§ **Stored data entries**
────────
PR #10741, opened 2021-07-30
acl: rename tokens to Root and AgentRoot

mikemorris:
Rough first pass at renaming the ACL `Master` and `AgentMaster` tokens to `Root` and `AgentRoot`. All the current changes are just simple renaming and website or docs updates, but I have a few outstanding questions before this is ready to be pulled out of a draft state:

- [ ] Legacy ACLs - it will likely be easier to wait for these to be removed entirely rather than actually renaming and figuring out any compatibility issues
- [ ] Is there a need to support any transitory state, such as upgrading from a 1.10 to 1.11 Consul release, and how might we best handle that?
- [ ] Are there concerns with changing protobuf wire format, e.g. should the existing fields be preserved/deprecated and new fields added instead of renaming?
- [ ] `consul/api` module - figure out how we might want to handle this change in a backwards compatible way


kisunji:
>    Are there concerns with changing protobuf wire format, e.g. should the existing fields be preserved/deprecated and new fields added instead of renaming?

Renames of existing fields are safe to do on pb definitions!

mikemorris:
Outdated, work completed in the following series of PRs:
- https://github.com/hashicorp/consul/pull/11665
- https://github.com/hashicorp/consul/pull/11669
- https://github.com/hashicorp/consul/pull/11744
- https://github.com/hashicorp/consul/pull/11746
- https://github.com/hashicorp/consul/pull/11751
- https://github.com/hashicorp/consul/pull/11764
- https://github.com/hashicorp/consul/pull/11827

PR #11334, opened 2021-10-15
Get service identities from role by accessor

jkirschner-hashicorp:
Make consistent with how node identities are accessed from an `ACLRole`.

I noticed an inconsistency between how service identities and node identities are accessed from a role when merging into the service and node identity lists for an identity:
https://github.com/hashicorp/consul/blob/a5c292c000ace8b9bd6a0231f86039ba629753cd/agent/consul/acl.go#L639-L640

Node identities come from an accessor:
https://github.com/hashicorp/consul/blob/a5c292c000ace8b9bd6a0231f86039ba629753cd/agent/structs/acl_oss.go#L85-L95

Whereas service identities are accessed directly, despite previously in the same function by an accessor from `ACLIdentity`:
https://github.com/hashicorp/consul/blob/a5c292c000ace8b9bd6a0231f86039ba629753cd/agent/consul/acl.go#L614

This PR copies `ACLIdentity:ServiceIdentityList` to create `ACLRole:ServiceIdentityList`, then uses that new function to access that information from the role (rather than directly).

**Question for reviewer:**
- Is there some reason for this existing inconsistency? (I don't _know_ whether this change is needed, I only know that it's a seeming inconsistency in the code which isn't explained with a comment.)

**TODO:**
- Add changelog if reviewer(s) agree this change is needed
────────
§ **DIRECTIONS FOR THIS TASK**
Only the lines from the line with "- Is there some" to the final line of the entries are to be returned, each exactly as written, both ends included.

§ **SOLUTION TO THIS EXERCISE**
- Is there some reason for this existing inconsistency? (I don't _know_ whether this change is needed, I only know that it's a seeming inconsistency in the code which isn't explained with a comment.)

**TODO:**
- Add changelog if reviewer(s) agree this change is needed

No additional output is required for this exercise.